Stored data
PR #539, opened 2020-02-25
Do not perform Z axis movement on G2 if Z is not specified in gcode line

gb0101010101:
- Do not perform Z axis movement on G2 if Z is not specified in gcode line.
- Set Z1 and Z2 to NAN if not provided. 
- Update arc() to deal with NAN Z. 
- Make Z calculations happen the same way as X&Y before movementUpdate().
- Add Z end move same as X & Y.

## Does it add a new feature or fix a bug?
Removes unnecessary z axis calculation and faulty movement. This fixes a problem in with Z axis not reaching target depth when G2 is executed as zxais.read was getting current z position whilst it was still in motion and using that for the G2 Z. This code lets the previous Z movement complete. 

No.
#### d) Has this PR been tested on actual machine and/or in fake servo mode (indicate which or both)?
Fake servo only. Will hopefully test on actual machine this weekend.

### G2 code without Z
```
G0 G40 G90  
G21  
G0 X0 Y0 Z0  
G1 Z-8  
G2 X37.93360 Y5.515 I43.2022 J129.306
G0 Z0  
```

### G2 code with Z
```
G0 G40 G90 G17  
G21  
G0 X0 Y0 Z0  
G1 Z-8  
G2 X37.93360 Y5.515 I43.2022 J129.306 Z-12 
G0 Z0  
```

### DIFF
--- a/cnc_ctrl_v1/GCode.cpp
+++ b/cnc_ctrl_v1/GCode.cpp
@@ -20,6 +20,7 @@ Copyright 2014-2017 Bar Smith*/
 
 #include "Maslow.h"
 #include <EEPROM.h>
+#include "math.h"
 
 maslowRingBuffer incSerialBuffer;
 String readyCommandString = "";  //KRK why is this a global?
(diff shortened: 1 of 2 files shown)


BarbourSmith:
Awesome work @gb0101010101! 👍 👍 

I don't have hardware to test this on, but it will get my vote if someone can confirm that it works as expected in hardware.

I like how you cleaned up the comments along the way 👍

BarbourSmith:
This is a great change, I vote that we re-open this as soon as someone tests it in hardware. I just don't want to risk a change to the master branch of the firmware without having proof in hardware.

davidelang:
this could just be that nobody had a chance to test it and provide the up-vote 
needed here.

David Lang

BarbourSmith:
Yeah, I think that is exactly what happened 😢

## PROBLEM
In the entries above, find each line with the word "vote" and copy it.

## PROBLEM SOLUTION
I don't have hardware to test this on, but it will get my vote if someone can confirm that it works as expected in hardware.
This is a great change, I vote that we re-open this as soon as someone tests it in hardware. I just don't want to risk a change to the master branch of the firmware without having proof in hardware.
this could just be that nobody had a chance to test it and provide the up-vote 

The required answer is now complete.